What MCP servers exist today
A non-exhaustive list of useful, actively maintained ones:
- Filesystem — read/write/list a directory tree.
- Git — clone, commit, diff, log against a repo.
- GitHub — issues, PRs, files via the GitHub API.
- Postgres — query a database, with safe read-only mode.
- Puppeteer — browser automation.
- Slack — read/post messages.
- Memory — durable key-value memory across sessions.
- Brave Search — web search.
- Time — current time, time zones (yes really, LLMs are bad at this).
- Sentry — fetch error data.
Most are on github.com/modelcontextprotocol/servers. There are 100+ community-maintained ones.
Connecting from your agent
from agentmatic.tools.mcp import MCPClient
from agentmatic.prebuilt import create_react_agent
from agentmatic import OpenAI
# Stdio: server runs as subprocess.
fs = MCPClient.stdio([
"npx", "-y", "@modelcontextprotocol/server-filesystem", "/Users/me/projects"
])
# SSE / HTTP: server is a remote service.
postgres = MCPClient.sse("https://mcp-pg.internal/sse")

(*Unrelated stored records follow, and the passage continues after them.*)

PR #14192, opened 2023-01-09
[miio] Fix logging in test folder

marcelrv:
Brings back the log messages for o.a. ReadmeHelper that disappeared due to https://github.com/openhab/openhab-core/pull/2982

### DIFF
--- a/bundles/org.openhab.binding.miio/src/main/resources/logback-test.xml
+++ b/bundles/org.openhab.binding.miio/src/main/resources/logback-test.xml
@@ -1,0 +1,75 @@
+<configuration>
+
+	<appender name="STDOUT" class="ch.qos.logback.core.ConsoleAppender">
+		<encoder>
+			<pattern>
+				%d{HH:mm:ss.SSS} [%-5.5p] [%-36.36c] - %m%n
+			</pattern>
+		</encoder>
+	</appender>
+
+	<root level="ERROR">
+		<appender-ref ref="STDOUT"/>
+	</root>
+
+	<!-- openHAB specific logger configuration -->
+
+	<Logger level="${env:logger.openhab.level:-INFO}" name="org.openhab"/>
+
+	<!-- Uncomment this logger and update the name to enable debug logging for a binding -->
+	<!-- <Logger level="DEBUG" name="org.openhab.binding.YOURBINDINGNAME"/> -->
+
+	<Logger level="DEBUG" name="org.openhab.binding.miio"/>
+
+	<!-- You can also override the variables of the loggers below to enable logging without -->
+	<!-- modifying this file. E.g. set 'logger.misc1.name' to 'org.openhab.binding.YOURBINDINGNAME' -->
+	<!-- in the launch configuration of app.bndrun . Similarly you can also override the -->
+	<!--'logger.misc1.level' this way or change the log level of the root and openhab loggers above. -->
+	<Logger level="${env:logger.misc1.level:-DEBUG}" name="${env:logger.misc1.name:-override.me}"/>
+	<Logger level="${env:logger.misc2.level:-DEBUG}" name="${env:logger.misc2.name:-override.me}"/>
+	<Logger level="${env:logger.misc3.level:-DEBUG}" name="${env:logger.misc3.name:-override.me}"/>
+
+	<Logger level="ERROR" name="openhab.event.ItemStateEvent"/>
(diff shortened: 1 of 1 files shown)


lolodomo:
@J-N-K : as you changed the code in the core framework, could you please tell us if these changes look good to you ?

J-N-K:
I don't fully understand what log is really required here. If you only want to see log messages from the binding, the logger configuration should set default logging to error and only the binding logger to INFO or DEBUG. But keep in mind that the logging is reduced during build because it increases the size of the CI build output.

marcelrv:
@J-N-K that is how it worked before. But that stopped since the mentioned PR.
Since then it works like that for the normal binding, but not for the test folder.

or maybe you can advice how to set the logging for a binding for the files from the 'src/test' folder.

background info:
To generate the readme for the miio binding there is
https://github.com/openhab/openhab-addons/blob/main/bundles/org.openhab.binding.miio/src/test/java/org/openhab/binding/miio/internal/ReadmeHelper.java
Since the change, the output is no longer visible even if the logging for the binding is set to DEBUG. Only warn messages are visible.

marcelrv:
@J-N-K this issue is still there.

PR https://github.com/openhab/openhab-core/pull/2982  suppresses the info level, only showing the warn levels with the instroduction of [logback-test.xml](https://github.com/openhab/openhab-core/pull/2982/files#diff-c7125b103880d4834def96dca5c03c3b1f7111bcb6238bfec801ee9756b0a985)
.

to reproduce the issue in eclipse run (right click : run as java)

https://github.com/openhab/openhab-addons/blob/main/bundles/org.openhab.binding.miio/src/test/java/org/openhab/binding/miio/internal/ReadmeHelper.java

since the PR the output is typically empty, as for all the messages with level info nothing is shown. 
With the introduction of this file I can see the messages.
I think this is specifically due to the fact it is in the src/test folder instead of the regular src folders.

the desired situation is that it would follow whatever there is set for the binding in the normal logging setting.

lsiepel:
Gentle ping @J-N-K and @marcelrv

marcelrv:
@J-N-K would appreciate if you could feedback/comment if my clarification was clear and/or what is the concern

bundles/org.openhab.binding.miio/src/main/resources/logback-test.xml
```diff
@@ -0,0 +1,75 @@
...
+	<!-- Filters warnings for events that could not be delivered to a disconnected client. -->
+	<Logger level="ERROR" name="org.apache.cxf.jaxrs.sse.SseEventSinkImpl"/>
+
+	<!-- Filters known issues of javax.mail, see -->
+	<!-- https://github.com/openhab/openhab-addons/issues/5530 -->
+	<Logger level="ERROR" name="javax.mail"/>
+
+	<!-- Filters disconnection warnings of the ChromeCast Java API, see -->
+	<!-- https://github.com/openhab/openhab-addons/issues/3770 -->
+	<Logger level="ERROR" name="su.litvak.chromecast.api.v2.Channel"/>
```
lsiepel, line 73: This (and maybe more) seems beyond the scope of this miio binding.

lsiepel:
@openhab/add-ons-maintainers should we close or merge this PR. I’m not sure what to do here.

jlaur:
@marcelrv - can you set the log level explicitly like here?

https://github.com/openhab/openhab-addons/blob/778f9f61fc84a075cce485fcec38a12010464f98/bundles/org.openhab.binding.bluetooth.grundfosalpha/src/test/java/org/openhab/binding/bluetooth/grundfosalpha/internal/protocol/ResponseMessageTest.java#L27-L41

marcelrv:
> @marcelrv - can you set the log level explicitly like here?
> 
> https://github.com/openhab/openhab-addons/blob/778f9f61fc84a075cce485fcec38a12010464f98/bundles/org.openhab.binding.bluetooth.grundfosalpha/src/test/java/org/openhab/binding/bluetooth/grundfosalpha/internal/protocol/ResponseMessageTest.java#L27-L41

will give that a try and feedback

lsiepel:
@marcelrv you got any results?

lsiepel:
Sorry, but there does not seem to be any progress on this PR. It cannot be merged in its current state. Feel free to re-open if the essential feedback is gathered or it made progress in any other way.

tools = (await fs.list_tools_as_agentmatic()) + (await postgres.list_tools_as_agentmatic())
agent = create_react_agent(llm=OpenAI(), tools=tools)

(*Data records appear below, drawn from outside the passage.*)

PR #14193, opened 2023-01-09
[miio] Update device names list

marcelrv:
Update the list with latest device names


marcelrv:
Is there any concern about this PR that is blocking the merging.
There is no code that is impacted, this file is only used by the developer support tools

fwolter (approved):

list_tools_as_agentmatic() wraps each MCP tool as a native Agentmatic tool. No additional glue.
Reading mcp.json
If you already have an mcp.json for Claude Desktop / Cursor, Agentmatic reads the same file:
{
"mcpServers": {
"filesystem": {
"command": "npx",
"args": ["-y", "@modelcontextprotocol/server-filesystem", "/Users/me/projects"]
},
"git": {
"command": "uvx",
"args": ["mcp-server-git", "--repository", "/Users/me/projects"]
}
}
}
from agentmatic.tools.mcp import discover_from_config
clients = await discover_from_config() # reads ~/.mcp/mcp.json
tools = await asyncio.gather(*[c.list_tools_as_agentmatic() for c in clients.values()])
Shipping your own MCP server
Wrap any Agentmatic tool registry as an MCP server:
from agentmatic.tools.mcp import serve_mcp
from my_tools import calculator, run_query
if __name__ == "__main__":
serve_mcp([calculator, run_query], transport="stdio")
Your tools are now usable from any MCP-compatible client. Publish the install command (uvx your-package or npx your-package) and Cursor / Claude Desktop / Cline users get one-line install.
Security: the part nobody mentions
MCP servers run in their own process with whatever permissions you give them. If you connect a filesystem MCP server with root access, the LLM can write anywhere.
Reasonable defaults:
- Filesystem — scope to a single project directory.
- Git — scope to a single repo.
- Postgres — connect as a read-only user; don’t expose write access.
- Shell — don’t. Or use Rhai / sandboxed scripting.
For sensitive tools, gate behind interrupt_before in your agent so a human approves the call.
Transports compared
| Transport | When | Pros | Cons |
|---|---|---|---|
| stdio | Local servers, dev | Simple, no auth | Per-client subprocess, no remote |
| SSE | Remote servers | Works over HTTP, multi-client | Older spec; deprecation candidate |
| Streamable HTTP | New remote standard | Multi-client, modern | Less tooling coverage |
For local dev: stdio. For internal services: streamable HTTP (or SSE if your client doesn’t support streamable yet).
When NOT to use MCP
- Fast in-process logic. Sub-millisecond tools (parse JSON, look up a constant) — keep them in-process.
- Tight integration with your framework’s lifecycle. A tool that needs your DI container is easier in-process.
- Streaming results back to the model mid-call. MCP’s call_tool is request/response; streaming partial results during a single tool call isn’t well-supported yet.
What’s next for MCP
- Streaming Tool Results in the spec — partial results during a long tool call.
- OAuth for HTTP servers — currently most use bearer tokens or no auth.
- Server discovery — a registry similar to npm / PyPI.
If you’re shipping AI agents in 2026 you should be MCP-aware. The ecosystem effects are real: write a tool once as an MCP server, use it everywhere.